→ Task directions: After locating the line that contains "PR #4507, opened 2017-01-04" in the records below, write out exactly that line and each line after it through the one that contains "PR #4478, opened 2016-12-22", and nothing else.
[[ Dataset records open ]]
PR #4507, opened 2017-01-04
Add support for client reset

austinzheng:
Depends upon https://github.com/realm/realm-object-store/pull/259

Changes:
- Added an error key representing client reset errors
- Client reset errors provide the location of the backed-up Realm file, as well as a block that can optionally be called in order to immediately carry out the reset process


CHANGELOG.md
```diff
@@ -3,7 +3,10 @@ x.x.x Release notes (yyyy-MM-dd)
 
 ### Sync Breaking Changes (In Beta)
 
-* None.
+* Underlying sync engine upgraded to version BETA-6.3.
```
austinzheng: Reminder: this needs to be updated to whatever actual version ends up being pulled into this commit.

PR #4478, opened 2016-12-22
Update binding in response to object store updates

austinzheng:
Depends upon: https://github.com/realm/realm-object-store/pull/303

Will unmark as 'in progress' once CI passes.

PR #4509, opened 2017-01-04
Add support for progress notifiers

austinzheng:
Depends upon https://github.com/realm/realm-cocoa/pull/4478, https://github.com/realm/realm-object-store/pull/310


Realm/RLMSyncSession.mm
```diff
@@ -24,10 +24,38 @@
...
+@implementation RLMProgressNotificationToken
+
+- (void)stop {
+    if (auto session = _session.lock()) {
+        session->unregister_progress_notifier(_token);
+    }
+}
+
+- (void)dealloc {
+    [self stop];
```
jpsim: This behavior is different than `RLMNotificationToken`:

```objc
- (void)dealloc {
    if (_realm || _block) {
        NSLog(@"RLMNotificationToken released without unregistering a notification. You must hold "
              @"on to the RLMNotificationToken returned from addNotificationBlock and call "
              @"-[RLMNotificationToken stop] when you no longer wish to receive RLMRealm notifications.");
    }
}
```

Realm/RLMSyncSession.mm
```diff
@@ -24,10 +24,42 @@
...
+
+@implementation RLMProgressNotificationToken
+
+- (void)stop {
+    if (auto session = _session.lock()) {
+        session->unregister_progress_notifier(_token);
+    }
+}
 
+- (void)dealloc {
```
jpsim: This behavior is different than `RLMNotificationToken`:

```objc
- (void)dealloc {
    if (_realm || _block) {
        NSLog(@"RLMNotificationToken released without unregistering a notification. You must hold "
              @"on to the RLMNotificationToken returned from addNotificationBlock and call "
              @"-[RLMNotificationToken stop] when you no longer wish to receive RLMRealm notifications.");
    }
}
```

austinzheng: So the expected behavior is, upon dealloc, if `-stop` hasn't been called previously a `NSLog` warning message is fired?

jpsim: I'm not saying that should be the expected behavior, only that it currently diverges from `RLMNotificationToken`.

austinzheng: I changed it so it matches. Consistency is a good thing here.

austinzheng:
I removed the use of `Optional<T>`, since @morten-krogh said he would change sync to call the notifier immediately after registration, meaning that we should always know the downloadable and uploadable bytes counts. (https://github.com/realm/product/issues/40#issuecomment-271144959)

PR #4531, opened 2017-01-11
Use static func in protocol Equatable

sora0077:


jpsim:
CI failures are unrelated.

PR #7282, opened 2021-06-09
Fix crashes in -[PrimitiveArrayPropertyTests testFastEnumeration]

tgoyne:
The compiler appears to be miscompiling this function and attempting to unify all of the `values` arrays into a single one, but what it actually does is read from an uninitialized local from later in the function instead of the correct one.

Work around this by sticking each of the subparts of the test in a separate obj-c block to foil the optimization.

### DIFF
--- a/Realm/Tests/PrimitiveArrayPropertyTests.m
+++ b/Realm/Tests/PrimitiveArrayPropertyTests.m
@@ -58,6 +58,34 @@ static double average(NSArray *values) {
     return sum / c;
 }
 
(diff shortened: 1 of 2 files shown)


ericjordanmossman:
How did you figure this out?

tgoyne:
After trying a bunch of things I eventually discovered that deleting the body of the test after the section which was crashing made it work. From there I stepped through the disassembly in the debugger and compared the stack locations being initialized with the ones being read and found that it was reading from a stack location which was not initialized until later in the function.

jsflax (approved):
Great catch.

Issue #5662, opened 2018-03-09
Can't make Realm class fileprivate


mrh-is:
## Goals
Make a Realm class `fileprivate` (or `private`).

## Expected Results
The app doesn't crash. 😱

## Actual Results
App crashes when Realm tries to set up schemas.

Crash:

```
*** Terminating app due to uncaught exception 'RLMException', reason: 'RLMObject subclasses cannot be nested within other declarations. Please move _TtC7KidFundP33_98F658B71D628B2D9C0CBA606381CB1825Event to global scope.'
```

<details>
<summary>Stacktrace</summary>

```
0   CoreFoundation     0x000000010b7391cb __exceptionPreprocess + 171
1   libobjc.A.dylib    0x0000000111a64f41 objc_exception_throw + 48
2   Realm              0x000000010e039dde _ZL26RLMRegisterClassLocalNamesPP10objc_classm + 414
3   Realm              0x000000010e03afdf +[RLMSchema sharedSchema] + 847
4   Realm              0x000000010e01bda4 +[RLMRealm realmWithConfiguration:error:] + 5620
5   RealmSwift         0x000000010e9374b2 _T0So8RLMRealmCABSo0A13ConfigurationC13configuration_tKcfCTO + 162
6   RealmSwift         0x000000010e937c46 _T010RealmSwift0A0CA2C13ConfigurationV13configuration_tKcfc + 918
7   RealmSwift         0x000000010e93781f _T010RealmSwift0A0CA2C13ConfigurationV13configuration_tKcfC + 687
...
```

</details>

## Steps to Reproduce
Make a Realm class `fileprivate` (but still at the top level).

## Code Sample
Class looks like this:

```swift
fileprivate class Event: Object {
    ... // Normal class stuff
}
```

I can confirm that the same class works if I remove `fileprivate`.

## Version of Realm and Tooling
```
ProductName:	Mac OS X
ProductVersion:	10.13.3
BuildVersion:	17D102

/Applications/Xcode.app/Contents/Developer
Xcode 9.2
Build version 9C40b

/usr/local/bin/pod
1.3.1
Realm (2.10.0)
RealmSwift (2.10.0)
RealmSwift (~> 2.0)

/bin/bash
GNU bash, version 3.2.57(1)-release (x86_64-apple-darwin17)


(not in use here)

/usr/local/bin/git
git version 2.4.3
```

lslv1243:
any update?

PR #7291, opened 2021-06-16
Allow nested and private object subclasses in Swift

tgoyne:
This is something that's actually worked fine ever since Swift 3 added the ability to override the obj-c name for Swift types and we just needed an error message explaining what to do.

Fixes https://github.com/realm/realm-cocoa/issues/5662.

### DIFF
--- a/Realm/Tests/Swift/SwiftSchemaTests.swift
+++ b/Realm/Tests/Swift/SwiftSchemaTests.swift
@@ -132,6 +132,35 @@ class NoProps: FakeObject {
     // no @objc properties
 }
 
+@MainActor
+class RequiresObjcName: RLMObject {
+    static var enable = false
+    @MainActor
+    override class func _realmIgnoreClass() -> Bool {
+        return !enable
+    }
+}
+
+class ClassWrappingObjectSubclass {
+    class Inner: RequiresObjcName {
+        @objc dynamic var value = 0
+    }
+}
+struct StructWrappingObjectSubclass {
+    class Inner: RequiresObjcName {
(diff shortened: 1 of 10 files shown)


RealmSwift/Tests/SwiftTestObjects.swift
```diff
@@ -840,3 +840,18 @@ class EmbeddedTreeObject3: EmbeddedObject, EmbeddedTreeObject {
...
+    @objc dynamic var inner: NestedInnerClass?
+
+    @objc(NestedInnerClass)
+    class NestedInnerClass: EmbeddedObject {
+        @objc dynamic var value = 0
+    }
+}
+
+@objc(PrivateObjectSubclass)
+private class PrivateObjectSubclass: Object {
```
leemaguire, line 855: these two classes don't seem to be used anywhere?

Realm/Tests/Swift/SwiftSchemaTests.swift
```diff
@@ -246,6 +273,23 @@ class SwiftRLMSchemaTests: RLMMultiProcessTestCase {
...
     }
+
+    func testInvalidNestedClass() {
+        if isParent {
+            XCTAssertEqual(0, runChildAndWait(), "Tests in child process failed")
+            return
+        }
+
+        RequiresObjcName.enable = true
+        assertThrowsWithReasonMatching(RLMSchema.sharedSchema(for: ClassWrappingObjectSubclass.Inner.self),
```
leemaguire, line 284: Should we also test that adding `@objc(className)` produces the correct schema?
[[ Dataset records closed ]]
[[ Dataset records open ]]
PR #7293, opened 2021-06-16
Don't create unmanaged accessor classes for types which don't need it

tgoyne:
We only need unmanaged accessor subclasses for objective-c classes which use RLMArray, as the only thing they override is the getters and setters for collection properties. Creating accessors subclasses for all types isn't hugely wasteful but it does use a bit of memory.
[[ Dataset records closed ]]
→ Your solution:
PR #4507, opened 2017-01-04
Add support for client reset

austinzheng:
Depends upon https://github.com/realm/realm-object-store/pull/259

Changes:
- Added an error key representing client reset errors
- Client reset errors provide the location of the backed-up Realm file, as well as a block that can optionally be called in order to immediately carry out the reset process


CHANGELOG.md
```diff
@@ -3,7 +3,10 @@ x.x.x Release notes (yyyy-MM-dd)
 
 ### Sync Breaking Changes (In Beta)
 
-* None.
+* Underlying sync engine upgraded to version BETA-6.3.
```
austinzheng: Reminder: this needs to be updated to whatever actual version ends up being pulled into this commit.

PR #4478, opened 2016-12-22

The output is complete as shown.